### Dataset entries

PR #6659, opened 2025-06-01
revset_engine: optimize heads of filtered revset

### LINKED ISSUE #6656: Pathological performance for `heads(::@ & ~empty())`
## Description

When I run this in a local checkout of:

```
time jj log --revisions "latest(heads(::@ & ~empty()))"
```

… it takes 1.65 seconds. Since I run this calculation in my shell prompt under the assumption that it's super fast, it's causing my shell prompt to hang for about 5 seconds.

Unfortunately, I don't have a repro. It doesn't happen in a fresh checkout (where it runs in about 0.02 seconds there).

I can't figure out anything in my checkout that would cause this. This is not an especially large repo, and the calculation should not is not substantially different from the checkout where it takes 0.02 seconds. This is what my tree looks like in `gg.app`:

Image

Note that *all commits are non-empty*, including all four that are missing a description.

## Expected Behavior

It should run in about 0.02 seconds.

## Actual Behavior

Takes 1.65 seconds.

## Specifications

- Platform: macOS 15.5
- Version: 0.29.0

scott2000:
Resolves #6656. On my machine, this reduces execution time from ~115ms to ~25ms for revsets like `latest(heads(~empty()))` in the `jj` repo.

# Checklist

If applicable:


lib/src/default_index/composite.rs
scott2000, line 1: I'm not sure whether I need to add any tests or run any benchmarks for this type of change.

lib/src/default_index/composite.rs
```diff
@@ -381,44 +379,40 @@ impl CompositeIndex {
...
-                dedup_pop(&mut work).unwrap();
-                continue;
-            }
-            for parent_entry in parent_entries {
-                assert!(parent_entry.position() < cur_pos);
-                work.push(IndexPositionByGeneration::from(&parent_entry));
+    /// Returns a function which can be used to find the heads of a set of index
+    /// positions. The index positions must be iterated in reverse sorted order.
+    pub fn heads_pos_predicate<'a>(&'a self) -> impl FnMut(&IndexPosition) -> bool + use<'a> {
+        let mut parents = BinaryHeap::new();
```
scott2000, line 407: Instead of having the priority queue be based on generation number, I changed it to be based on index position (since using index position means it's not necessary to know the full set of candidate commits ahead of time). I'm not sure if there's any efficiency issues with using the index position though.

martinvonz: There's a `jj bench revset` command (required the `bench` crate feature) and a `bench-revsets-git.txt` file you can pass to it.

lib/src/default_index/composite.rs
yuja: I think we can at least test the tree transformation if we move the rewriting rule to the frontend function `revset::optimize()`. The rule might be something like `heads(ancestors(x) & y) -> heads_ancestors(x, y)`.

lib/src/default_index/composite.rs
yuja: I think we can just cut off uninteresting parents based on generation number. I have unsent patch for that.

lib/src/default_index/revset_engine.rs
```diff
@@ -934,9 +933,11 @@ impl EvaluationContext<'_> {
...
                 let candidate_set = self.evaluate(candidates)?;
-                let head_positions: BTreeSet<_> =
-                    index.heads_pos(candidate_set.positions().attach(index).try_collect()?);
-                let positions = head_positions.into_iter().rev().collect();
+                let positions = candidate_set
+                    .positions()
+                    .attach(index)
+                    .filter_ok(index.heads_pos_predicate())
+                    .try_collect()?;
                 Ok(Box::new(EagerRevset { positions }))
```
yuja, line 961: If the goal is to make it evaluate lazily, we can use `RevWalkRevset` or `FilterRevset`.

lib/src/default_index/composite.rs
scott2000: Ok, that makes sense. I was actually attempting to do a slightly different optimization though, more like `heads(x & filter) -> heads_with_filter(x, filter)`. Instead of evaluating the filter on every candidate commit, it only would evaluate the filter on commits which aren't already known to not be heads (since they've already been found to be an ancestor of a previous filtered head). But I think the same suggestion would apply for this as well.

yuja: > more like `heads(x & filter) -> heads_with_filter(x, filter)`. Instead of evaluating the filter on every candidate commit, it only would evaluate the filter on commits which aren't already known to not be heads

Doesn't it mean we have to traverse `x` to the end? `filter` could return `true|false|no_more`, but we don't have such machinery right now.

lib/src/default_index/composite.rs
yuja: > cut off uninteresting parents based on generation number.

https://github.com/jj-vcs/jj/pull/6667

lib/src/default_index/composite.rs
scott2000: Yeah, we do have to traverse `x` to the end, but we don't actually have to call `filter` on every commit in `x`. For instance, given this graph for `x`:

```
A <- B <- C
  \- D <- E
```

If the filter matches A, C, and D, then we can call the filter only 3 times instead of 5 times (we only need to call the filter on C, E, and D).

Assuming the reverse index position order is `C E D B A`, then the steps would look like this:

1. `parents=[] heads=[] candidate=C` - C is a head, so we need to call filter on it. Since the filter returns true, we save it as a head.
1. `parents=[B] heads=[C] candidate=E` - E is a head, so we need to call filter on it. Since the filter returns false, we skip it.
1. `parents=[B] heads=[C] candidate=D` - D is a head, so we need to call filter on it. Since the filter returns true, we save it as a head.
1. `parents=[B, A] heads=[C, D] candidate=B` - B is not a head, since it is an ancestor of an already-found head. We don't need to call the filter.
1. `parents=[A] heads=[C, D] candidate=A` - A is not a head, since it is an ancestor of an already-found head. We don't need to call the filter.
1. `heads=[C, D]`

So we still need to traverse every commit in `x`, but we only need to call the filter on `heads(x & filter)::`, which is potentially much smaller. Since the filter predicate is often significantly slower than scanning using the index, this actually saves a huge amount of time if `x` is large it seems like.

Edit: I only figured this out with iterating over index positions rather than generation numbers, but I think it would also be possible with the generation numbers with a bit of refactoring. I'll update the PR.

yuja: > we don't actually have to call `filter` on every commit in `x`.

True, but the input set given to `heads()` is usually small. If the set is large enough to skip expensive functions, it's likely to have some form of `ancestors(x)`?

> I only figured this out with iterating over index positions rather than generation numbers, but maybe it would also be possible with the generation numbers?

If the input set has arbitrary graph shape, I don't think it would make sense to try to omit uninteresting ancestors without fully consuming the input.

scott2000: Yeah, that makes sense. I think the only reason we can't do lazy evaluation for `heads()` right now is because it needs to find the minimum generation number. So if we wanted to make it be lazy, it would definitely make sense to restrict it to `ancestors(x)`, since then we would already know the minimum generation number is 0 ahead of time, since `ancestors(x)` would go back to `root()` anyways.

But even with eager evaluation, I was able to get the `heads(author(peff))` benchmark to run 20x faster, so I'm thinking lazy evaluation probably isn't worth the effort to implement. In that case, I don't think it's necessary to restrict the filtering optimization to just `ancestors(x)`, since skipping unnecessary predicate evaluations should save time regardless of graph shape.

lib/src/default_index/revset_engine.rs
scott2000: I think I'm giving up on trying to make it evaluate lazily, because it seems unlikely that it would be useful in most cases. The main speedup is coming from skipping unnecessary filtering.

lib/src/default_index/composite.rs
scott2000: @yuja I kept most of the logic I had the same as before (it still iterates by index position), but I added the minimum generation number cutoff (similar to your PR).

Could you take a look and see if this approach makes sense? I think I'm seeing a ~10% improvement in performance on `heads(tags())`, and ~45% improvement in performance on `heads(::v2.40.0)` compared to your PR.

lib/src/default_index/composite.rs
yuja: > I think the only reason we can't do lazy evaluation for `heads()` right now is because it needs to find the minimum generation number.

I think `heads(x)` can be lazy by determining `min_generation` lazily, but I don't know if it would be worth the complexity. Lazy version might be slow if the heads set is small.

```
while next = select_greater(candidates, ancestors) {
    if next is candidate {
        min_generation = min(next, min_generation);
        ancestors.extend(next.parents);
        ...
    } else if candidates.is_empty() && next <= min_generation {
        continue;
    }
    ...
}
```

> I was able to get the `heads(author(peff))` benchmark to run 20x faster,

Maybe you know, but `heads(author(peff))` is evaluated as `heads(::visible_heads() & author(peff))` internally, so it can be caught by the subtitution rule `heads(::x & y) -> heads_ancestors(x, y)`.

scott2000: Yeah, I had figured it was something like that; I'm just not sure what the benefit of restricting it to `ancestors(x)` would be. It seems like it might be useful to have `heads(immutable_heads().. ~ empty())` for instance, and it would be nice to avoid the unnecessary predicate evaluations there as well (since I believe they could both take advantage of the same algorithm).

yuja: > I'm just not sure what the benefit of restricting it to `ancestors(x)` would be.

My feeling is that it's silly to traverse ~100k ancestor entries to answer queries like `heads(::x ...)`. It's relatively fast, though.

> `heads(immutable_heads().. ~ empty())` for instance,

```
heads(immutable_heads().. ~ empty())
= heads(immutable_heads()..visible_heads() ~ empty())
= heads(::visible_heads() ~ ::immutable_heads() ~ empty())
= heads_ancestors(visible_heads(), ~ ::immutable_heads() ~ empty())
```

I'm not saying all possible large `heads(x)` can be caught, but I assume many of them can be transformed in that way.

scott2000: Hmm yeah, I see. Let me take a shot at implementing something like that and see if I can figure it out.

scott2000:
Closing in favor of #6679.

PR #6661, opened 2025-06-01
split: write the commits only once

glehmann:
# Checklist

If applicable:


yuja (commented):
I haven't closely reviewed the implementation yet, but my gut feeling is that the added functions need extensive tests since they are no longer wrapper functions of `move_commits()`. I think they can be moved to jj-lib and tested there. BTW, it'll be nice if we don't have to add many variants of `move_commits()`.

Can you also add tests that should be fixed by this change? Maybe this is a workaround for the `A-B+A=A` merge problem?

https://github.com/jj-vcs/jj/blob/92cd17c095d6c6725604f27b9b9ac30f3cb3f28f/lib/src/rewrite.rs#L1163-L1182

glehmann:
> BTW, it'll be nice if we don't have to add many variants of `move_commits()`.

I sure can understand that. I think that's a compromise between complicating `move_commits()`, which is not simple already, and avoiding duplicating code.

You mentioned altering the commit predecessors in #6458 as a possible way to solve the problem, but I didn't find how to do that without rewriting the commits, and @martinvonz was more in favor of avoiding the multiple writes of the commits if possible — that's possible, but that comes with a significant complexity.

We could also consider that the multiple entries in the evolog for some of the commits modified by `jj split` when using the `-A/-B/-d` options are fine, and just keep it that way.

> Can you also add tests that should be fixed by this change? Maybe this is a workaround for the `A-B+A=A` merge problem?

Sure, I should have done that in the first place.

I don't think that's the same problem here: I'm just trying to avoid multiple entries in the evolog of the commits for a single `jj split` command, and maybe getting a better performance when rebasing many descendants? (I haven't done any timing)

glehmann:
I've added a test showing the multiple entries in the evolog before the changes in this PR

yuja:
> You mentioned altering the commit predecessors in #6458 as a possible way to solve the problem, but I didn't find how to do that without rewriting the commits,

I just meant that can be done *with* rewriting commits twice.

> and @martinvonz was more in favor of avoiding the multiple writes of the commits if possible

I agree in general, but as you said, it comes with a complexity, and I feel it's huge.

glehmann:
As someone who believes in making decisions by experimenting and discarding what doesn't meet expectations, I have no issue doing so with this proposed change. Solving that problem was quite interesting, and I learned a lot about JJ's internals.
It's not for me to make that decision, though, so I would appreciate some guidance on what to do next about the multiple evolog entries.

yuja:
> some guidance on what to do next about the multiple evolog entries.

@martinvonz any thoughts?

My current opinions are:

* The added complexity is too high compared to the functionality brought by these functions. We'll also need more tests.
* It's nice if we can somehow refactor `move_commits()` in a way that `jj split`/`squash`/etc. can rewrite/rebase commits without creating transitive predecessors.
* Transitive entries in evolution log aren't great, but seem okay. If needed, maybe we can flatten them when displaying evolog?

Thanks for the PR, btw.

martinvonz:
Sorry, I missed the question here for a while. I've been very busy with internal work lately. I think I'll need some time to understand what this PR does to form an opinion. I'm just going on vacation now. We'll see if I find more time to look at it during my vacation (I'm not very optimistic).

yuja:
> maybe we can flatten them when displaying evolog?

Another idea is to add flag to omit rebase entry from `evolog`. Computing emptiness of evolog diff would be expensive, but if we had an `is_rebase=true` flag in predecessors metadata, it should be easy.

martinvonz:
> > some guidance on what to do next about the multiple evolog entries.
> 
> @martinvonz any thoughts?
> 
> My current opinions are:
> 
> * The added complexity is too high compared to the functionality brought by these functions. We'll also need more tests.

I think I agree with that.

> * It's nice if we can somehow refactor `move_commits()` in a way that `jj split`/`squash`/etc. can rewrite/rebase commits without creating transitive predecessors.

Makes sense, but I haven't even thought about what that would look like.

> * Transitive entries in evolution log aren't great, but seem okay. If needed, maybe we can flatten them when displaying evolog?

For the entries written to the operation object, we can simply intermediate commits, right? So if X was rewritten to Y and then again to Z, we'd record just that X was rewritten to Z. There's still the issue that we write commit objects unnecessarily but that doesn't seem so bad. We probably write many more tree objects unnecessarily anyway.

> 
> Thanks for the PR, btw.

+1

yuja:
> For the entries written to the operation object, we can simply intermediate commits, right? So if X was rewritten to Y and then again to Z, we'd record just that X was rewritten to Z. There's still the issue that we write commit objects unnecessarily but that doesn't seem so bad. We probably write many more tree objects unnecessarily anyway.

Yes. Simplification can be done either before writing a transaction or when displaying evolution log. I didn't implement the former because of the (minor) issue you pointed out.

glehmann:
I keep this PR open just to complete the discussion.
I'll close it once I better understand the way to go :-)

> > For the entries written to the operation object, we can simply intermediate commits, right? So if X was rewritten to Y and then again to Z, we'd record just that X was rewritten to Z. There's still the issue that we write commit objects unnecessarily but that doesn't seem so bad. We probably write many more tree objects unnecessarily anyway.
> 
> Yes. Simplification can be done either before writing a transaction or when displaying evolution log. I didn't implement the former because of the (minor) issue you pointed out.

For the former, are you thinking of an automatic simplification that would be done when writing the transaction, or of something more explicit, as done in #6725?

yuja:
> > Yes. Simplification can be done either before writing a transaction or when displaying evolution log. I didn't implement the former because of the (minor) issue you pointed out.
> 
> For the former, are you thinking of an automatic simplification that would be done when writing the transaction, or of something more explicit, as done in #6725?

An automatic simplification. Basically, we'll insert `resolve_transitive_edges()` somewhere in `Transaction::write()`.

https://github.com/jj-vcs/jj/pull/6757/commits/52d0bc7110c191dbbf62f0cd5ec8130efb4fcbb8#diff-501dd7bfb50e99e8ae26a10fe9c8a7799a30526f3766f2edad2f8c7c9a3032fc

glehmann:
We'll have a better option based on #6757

### TASK PROMPT
Tell how many lines above hold "rather", nothing more.

### ANSWER TO THIS EXERCISE
2